Correlation now? Hither information technology is for the Fitbit vs. the phone app.

Just to confuse you, the Fitbit Charge HR steps are on the x-axis instead of the y-axis.

Just to confuse you, the Fitbit Charge 60 minutes steps are on the x-axis instead of the y-axis.

Well, that plot is sort of line like - it looks more than like a line than a dotted circle. Heck, if I was a sociologist and got this equally my plot, I'd probably offset doing the Mipos Dance of Joy! (I'd also try to hide the fact that my Northward is and then small). Simply doing that click, drag, button trick gives me this: r = 0.60.
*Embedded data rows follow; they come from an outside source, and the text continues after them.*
PR #3306, opened 2026-08-03
fix(advanced-search): anchor ?mainRes for class-less non-fulltext searches (DEV-6894)

domsteinbach:
## Problem

In Advanced Search, a search with **no resource class** ("All resources") filtering only on **Resource label** — *is like* / *equals* / *does not equal* — fails with **HTTP 400**:

```
Types could not be determined for one or more entities: ?mainRes
```

The generated Gravsearch has nothing typing `?mainRes`:

```sparql
WHERE {
?mainRes rdfs:label ?label .
?mainRes rdfs:label ?res0 .
FILTER regex(?res0, "Einstieg", "i") .
}
```

dsp-api's type inspection (`SearchResponderV2` → `GravsearchTypeInspectionRunner`, over the WHERE clause) requires a type for every entity, including `?mainRes`. A class restriction or a `matchFulltext` term types it — **`rdfs:label` does not**.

That'due south not terrible. It is certainly a good approximation, and I am saying this without actually looking at any data but imagine this is probably close to the correlation of acme and weight of american adults of a certain age. So it isn't bad - yous tin can become reasonably shut (if you remember to carry the darn smartphone everywhere, which we remember we are good at, but I tin can't even tell you the number of times the words "Practice yous know where I put my phone?" are uttered each twenty-four hour period in my house.)
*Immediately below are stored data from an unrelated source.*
PR #3309, opened 2026-08-03
fix(advanced-search): negate over whole property for value/list "does not equal" (DEV-6889)

domsteinbach:
Two related fixes to the Advanced Search Gravsearch generator, in separate commits.

## Commit 1 — negate over the whole property for value/list "does not equal"

**Problem:** A filter like **Genre does not equal "Mural"** still returned resources that have "Mural" as *one of several* values. On a multi-valued value/list property, the generated filter was satisfied by the resource's *other* value:
- value types emitted `FILTER (?resNval != X)` — another value satisfies `!=`;
- list values emitted `FILTER NOT EXISTS { ?resN <listNode> X }`, but `?resN` was bound by the shared *outer* object projection, so another list value satisfied the negation.

**Fix:** for these two NotEquals cases, move the object projection **inside** the `FILTER NOT EXISTS` block (value types additionally use the positive `=` there), so the negation covers the **whole property**: "there is no value of this property equal to X".
- `whereStatement`: suppress the shared outer `objectProjection` **only** for value/list NotEquals.
- `_whereStatementForValueComparison` / `_getWhereStatementForListObjectComparison`: emit the projection inside their NOT EXISTS block.
- `constructStatement`: don't project the now-inner variable for these cases.
- **Untouched:** label NotEquals (keeps `!=` — labels are single-valued), link NotEquals (already correct via its own self-contained NOT EXISTS), and every non-NotEquals operator.

## Commit 2 — drop the duplicate `rdfs:label` binding in label filters

**Problem:** A "Resource label" filter emitted a second `?mainRes rdfs:label ?resN` projection on top of the `?mainRes rdfs:label ?label` the query assembly already binds for ordering, producing a redundant duplicate triple in every label search:
```sparql
?mainRes rdfs:label ?label .
?mainRes rdfs:label ?res0 .      # duplicate
FILTER regex(?res0, "Einstieg", "i") .
```

**Fix:** filter on the assembly's `?label` variable directly (extracted as the shared `LABEL_VARIABLE` constant) and skip the writer's own projection for the ResourceLabel type. Label behaviour otherwise unchanged (equals `=`, notEquals `!=`, matches `matchLabel`, isLike `regex`). Result:
```sparql
?mainRes rdfs:label ?label .
FILTER regex(?label, "Einstieg", "i") .
```

## Verification (live, api.dev — BIZ project 0828)

Captured the app's real emitted queries; both the **result** and **count** requests are accepted (HTTP 200) with the corrected structure:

What's that, you want one more correlation? For fun? Okay. The remaining pairwise correlation.

I moved the Apple Watch counts back to the x-axis just to be annoying.

I moved the Apple tree Watch counts back to the x-axis merely to be annoying.

This last scatter plot looks sort of similar a dragon? Probably considering it is greenish, but I can kind of make out a neck and a tail. It seems the least pretty to me, but since Game of Thrones became a matter, my relationship to dragons has changed. I'd notwithstanding exist delighted if I were a sociologist (and ashamed of the N - allow'due south not forget the shame). R = 0.82. And then that's not bad if we apply the Watch as our baseline? But like I said before, information technology seemed like the Scout might go some of its step counts from phone accelerometer move, so that could be part of what's going on.

Parting thoughts

Well, I'1000 happy to employ all three device options (peculiarly considering the Watch is useless without the phone) fifty-fifty though I'd go double the wristband tan. However, I've scaled downward to i for now (the Picket - Apple nerd bling makes me intendance more well-nigh things that practice not chronicle to data, like overpriced beauty). My hunch is that the Fitbit does a better job of getting closer to "Existent" steps, but nosotros are a long way from whatever wrist-based or handheld device being able to getting to that level of accurateness. I could elaborate on that hunch, but I won't right at present.

And I know there are a bunch of different analyses I could and should do - boilerplate counts, significance tests (okay fine, paired t-tests are all significant at the 0.01 level), weekends vs. weekdays, excluding some outlier days, etc.). But if yous desire my tl;dr (which you lot wouldn't know virtually because I put information technology at the bottom and if you dr'd it, y'all wouldn't know it's here), it is that phone apps don't seem as reliable or consistent compared to a wearable device when situated in the actual globe of human use, equally determined from this man's utilise. Beyond that, selection your poisonous substance. More steps can come out of the Fitbit wrist-worn device, which makes information technology an attractive pick. That is, until you brand and sell something with the Apple logo on information technology. Then all bets are off.

Oh, and my squad published a case study of a tween girl who came to a similar determination that you lot can read hither. And the whole question of accurateness is something that a agglomeration of elementary school kids explored too. We published that also, and i day information technology will be freely bachelor.